Evolutionary Divergence of Signal Transducer and Activator of Transcription 5A (STAT5A) Gene in Riverine Buffalo
Evolutionary Divergence of Signal Transducer and Activator of Transcription 5A (STAT5A) Gene in Riverine Buffalo
Muhammad Naveed1, Asif Nadeem1,2*, Maryam Javed1, Muhammad Fahad Bhutta3 and Ruqayya Bint Khalid1
1Institute of Biochemistry and Biotechnology, University of Veterinary and Animal Sciences, Lahore, Pakistan
2Department of Biotechnology, Faculty of Science and Technology, Virtual University of Pakistan
3Semen Production Unit, Qadirabad, Sahiwal
ABSTRACT
Signal transducer and activator of transcription 5A (STAT5A), also called mammary gland factor (MGF), is a key mediator of signal transduction within mammary gland and uterine epithelial cells. It is a member of placental lactogen (PL) and interferon-tau (IFN-τ) signal pathway. It is also the main mediator of growth hormone. When cells encounter growth hormones and cytokines, STAT5A is activated to regulate gene transcription. STA5A has an important role in fertilization, embryonic survival and milk production traits in farm animals. The genomic characterization of STAT5A gene has not been assessed before in Nili Ravi Buffalo. In present research work, the sequence of the bovine STAT5A gene was analyzed to identify single nucleotide polymorphisms and its effect on evolutionary divergence. Nine polymorphisms, six in intronic and three in exonic regions, were identified in STAT5A gene. One exonic polymorphism G→A, in exon 5, was significant that causes a non-synonymous amino acid change from Serine (S) to Asparagine (N). Further, 64 genetic variants were also identified in STAT5A gene and these variants were due to cattle and buffalo differences. Phylogenetic analysis and evolutionary divergence were also estimated. The sequence was submitted to GenBank (NCBI) with accession number MN712202. Our results represent a preliminary step towards the identification of polymorphisms in STAT5A gene of Nili Ravi Buffalo. Further studies are required for the association of genetic polymorphisms of STAT5A gene with fertility related traits.
Article Information
Received 26 April 2020
Revised 18 May 2020
Accepted 22 May 2020
Available online 04 June 2021
Authors’ Contribution
AN designed the study. MN carried out the genomic work. MFB collected samples. MN, MJ and RBK wrote the manuscript. AN and MJ analyzed the data. AN revised the manuscript.
Key words
Genetic diversity, Single nucleotide polymorphism, Nili Ravi, STAT5A gene, Buffalo
DOI: https://dx.doi.org/10.17582/journal.pjz/20200426130435
* Corresponding author: [email protected]

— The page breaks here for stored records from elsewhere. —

PR #1809, opened 2024-03-12
Make SqliteDatabase write mode a kj::Maybe

justin-mp:
I have a use case for SqliteDatabase where I need to parameterize whether the database is read-only or read/write.  Having two constructors for these cases and no default constructor means that I cannot parameterize the read/write-mode of the SqliteDatabase in the constructor of another class.

It’s much easier to use this if we can indicate we want read-only mode using a parameter.  I considered using a WriteMode of 0 to mean “read-only”, but the kj::WriteMode documentation says:

> (To open a file or directory read-only, do not specify a mode.)

The best way to “not specify a mode” as a parameter is to make it a kj::Maybe.

I made the write mode an optional parameter so that to make the new interface compatible the previous one.


src/workerd/util/sqlite.c++
```diff
@@ -316,43 +316,41 @@ static constexpr PragmaInfo ALLOWED_PRAGMAS[] = {
...
-    if (kj::has(mode, kj::WriteMode::CREATE_PARENT) && path.size() > 1) {
-      // SQLite isn't going to try to create the parent directory so let's try to create it now.
-      vfs.directory.openSubdir(path.parent(),
-          kj::WriteMode::CREATE | kj::WriteMode::MODIFY | kj::WriteMode::CREATE_PARENT);
+    KJ_IF_SOME(rootedPath, vfs.tryAppend(path)) {
+      // If we can get the path rooted in the VFS's directory, use the system's default VFS instead
+      // TODO(bug): This doesn't honor vfs.options. (This branch is only used on Windows.)
+      SQLITE_CALL_NODB(sqlite3_open_v2(rootedPath.toString().cStr(), &db, flags, nullptr));
+    }
+    else {
```
kentonv, line 339:
```suggestion
    } else {
```

src/workerd/util/sqlite.c++
```diff
@@ -316,43 +316,41 @@ static constexpr PragmaInfo ALLOWED_PRAGMAS[] = {
...
-    SQLITE_CALL_NODB(sqlite3_open_v2(path.toString().cStr(), &db,
-                                    flags, vfs.getName().cStr()));
+  else {
+    KJ_IF_SOME(rootedPath, vfs.tryAppend(path)) {
+      // If we can get the path rooted in the VFS's directory, use the system's default VFS instead
+      // TODO(bug): This doesn't honor vfs.options. (This branch is only used on Windows.)
+      SQLITE_CALL_NODB(
+          sqlite3_open_v2(rootedPath.toString().cStr(), &db, SQLITE_OPEN_READONLY, nullptr));
+    }
+    else {
```
kentonv, line 350:
```suggestion
    } else {
```

src/workerd/util/sqlite.c++
```diff
@@ -316,43 +316,41 @@ static constexpr PragmaInfo ALLOWED_PRAGMAS[] = {
...
-
-  KJ_IF_SOME(rootedPath, vfs.tryAppend(path)) {
-    // If we can get the path rooted in the VFS's directory, use the system's default VFS instead
-    // TODO(bug): This doesn't honor vfs.options. (This branch is only used on Windows.)
-    SQLITE_CALL_NODB(sqlite3_open_v2(rootedPath.toString().cStr(), &db,
-                                    flags, nullptr));
-  } else {
-    SQLITE_CALL_NODB(sqlite3_open_v2(path.toString().cStr(), &db,
-                                    flags, vfs.getName().cStr()));
+  else {
```
kentonv, line 343: Need to fix this too. (Github won't let me propose a fix here since the `}` on the previous line is now considered new.)

kentonv (approved):
I guess that makes sense. FWIW, I had done it this way for consistency with the KJ filesystem APIs, which similarly have methods like `openFile()` which have read-only and writable overloads, based on whether you provide a `WriteMode`. But in the case of `openFile`, the two overloads actually return different types (`ReadableFile` vs `File`), so it really does have to be an overload in that case. Here, using `Maybe` is fine.

Whitespace nitpick: It looks like you have several instances of `}\n  else {` that should be `} else {` instead.

src/workerd/util/sqlite.c++
justin-mp: Fixed in d415067a8fa3833862aaecc6d31b7e2a680f9479.

src/workerd/util/sqlite.c++
justin-mp: Fixed in d415067a8fa3833862aaecc6d31b7e2a680f9479.

src/workerd/util/sqlite.c++
justin-mp: Fixed in d415067a8fa3833862aaecc6d31b7e2a680f9479.

justin-mp:
> Whitespace nitpick: It looks like you have several instances of `}\n else {` that should be `} else {` instead.

That'll teach me to run `clang-format` on my changes in workerd.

0030-9923/2021/0004-1459 $ 9.00/0
Copyright 2021 Zoological Society of Pakistan
INTRODUCTION
Signal transducers and activators of transcription (STAT) are basically transcription factors that mediate the actions of cytokines and many peptide hormones within the target cells (Darnell et al., 1994; Schindler and Darnell Jr, 1995). STATs proteins comprise of STAT1, 2, 3, 4, 5A, 5B and 6 that are present in different mammals. They play their role as signal transducers in the cytoplasm and as transcription activators within the nucleus of the cell (Kisseleva et al., 2002).

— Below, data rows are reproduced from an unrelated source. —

PR #3353, opened 2025-01-17
WPT: Run tests with unsafeEval so they can use IOContext

npaun:
WPT tests are now declared as text bindings and executed with unsafeEval. This way they can do IOContext things. 
This PR also fixes promise_test to store each promise created and await them all before evaluating the test results.

### DIFF
--- a/src/wpt/harness.ts
+++ b/src/wpt/harness.ts
@@ -57,8 +57,13 @@ export type TestRunnerConfig = {
   [key: string]: TestRunnerOptions;
 };
 
+type Env = {
+  unsafe: { eval: (code: string) => void };
+  [key: string]: unknown;
+};
+
 type TestCase = {
-  test(): Promise<void>;
+  test(_: unknown, env: Env): Promise<void>;
 };
 
 type TestRunnerFn = (callback: TestFn | PromiseTestFn, message: string) => void;
@@ -67,13 +72,13 @@ type PromiseTestFn = () => Promise<void>;
 type ThrowingFn = () => unknown;
 
 declare global {
-  // eslint-disable-next-line no-var -- https://www.typescriptlang.org/docs/handbook/release-notes/typescript-3-4.html#type-checking-for-globalthis
+  /* eslint-disable no-var -- https://www.typescriptlang.org/docs/handbook/release-notes/typescript-3-4.html#type-checking-for-globalthis */
   var errors: Error[];
-  // eslint-disable-next-line no-var -- https://www.typescriptlang.org/docs/handbook/release-notes/typescript-3-4.html#type-checking-for-globalthis
   var testOptions: TestRunnerOptions;
-
-  // eslint-disable-next-line no-var -- https://www.typescriptlang.org/docs/handbook/release-notes/typescript-3-4.html#type-checking-for-globalthis
   var GLOBAL: { isWindow(): boolean };
+  var env: Env;
+  var promises: { [name: string]: Promise<void> };
+  /* eslint-enable no-var */
 
   function test(func: TestFn, name: string): void;
   function done(): undefined;
@@ -82,12 +87,12 @@ declare global {
     testType: TestRunnerFn,
     testCallback: TestFn | PromiseTestFn,
     testMessage: string
-  ): void | Promise<void>;
+  ): void;
   function promise_test(
     func: PromiseTestFn,
     name: string,
     properties?: unknown
-  ): Promise<void>;
+  ): void;
   function assert_equals(a: unknown, b: unknown, message?: string): void;
   function assert_not_equals(a: unknown, b: unknown, message?: string): void;
   function assert_true(val: unknown, message?: string): void;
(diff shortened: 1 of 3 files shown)


src/wpt/harness.ts
```diff
@@ -57,8 +57,13 @@ export type TestRunnerConfig = {
   [key: string]: TestRunnerOptions;
 };
 
+type Env = {
+  unsafe: { eval: (code: string) => void };
+  [key: string]: unknown;
+};
```
anonrig, line 63:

STAT5 gene was reported initially as a single form in sheep but later, two isoforms (STAT5A and STAT5B) have been identified in cattle, rat, human and mouse cells which are encoded by two different genes (Goldammer et al., 1997; Ripperger et al., 1995; Hou et al., 1995; Liu et al., 1995). STAT5A and STAT5B encoding genes are originated from a single primordial gene and share almost 96% similarity in sequence (Seyfert et al., 2000). There is a few amino acids difference is found between the two isoforms (Moriggl et al., 1996). In cattle, STAT5A gene is located on chromosome 19; it has 19959 base pair and 19 exons which encode a 794 amino acid protein (Seyfert et al., 2000). STAT locus also contains STAT3 and STAT5B genes (Seyfert et al., 2000; Molenaar et al., 2000).
STAT5 is also called mammary gland factor (MGF) because it is a mediator of prolactin signaling and can activate the transcription of milk protein genes (Watson, 2001). It is also the main mediator of growth hormone (Argetsinger and Carter-Su, 1996). The STAT5A protein is a member of placental lactogen (PL) and interferon-tau (IFN-τ) signal pathway. It plays an important role in signal transduction within mammary gland and uterine epithelial cells (Khatib et al., 2008). The PL induces the formation of homodimers of STAT5A, resulting in the transcription of osteopontin and bovine uterine milk protein genes (Stewart et al., 2002; Spencer and Bazer, 2002, 2004). Nakasato et al. (2006) identified the role of STAT5A gene in fertilization and embryonic development processes. Before fertilization, STAT5A is expressed in oocytes and after fertilization it is detected in 2 cell, 4 cell, morula and blastula stages. The survival of the embryo depends upon the two mechanisms which are associated with STAT5A protein. In the first process, various sperm factors are liable for low fertilization and in the second mechanism, incompatibility was found between the male and female pronucleus which ultimately leads to the embryonic death before the blastocyst stage (Wakasugi, 2007).
Data on polymorphisms in the bovine STAT5A gene is limited. In the present research, a candidate gene approach was used to identify novel polymorphisms in STAT5A gene in Nili Ravi buffaloes and validate their allele and genotype frequencies that can be assessed as potential markers of fertility traits for future animal selection and breeding plans.
MATERIALs AND METHODS
Sample collection
Blood samples were collected from Nili Ravi buffalo breed of Pakistan in EDTA-anticoagulated vacutainer tubes from different livestock farms.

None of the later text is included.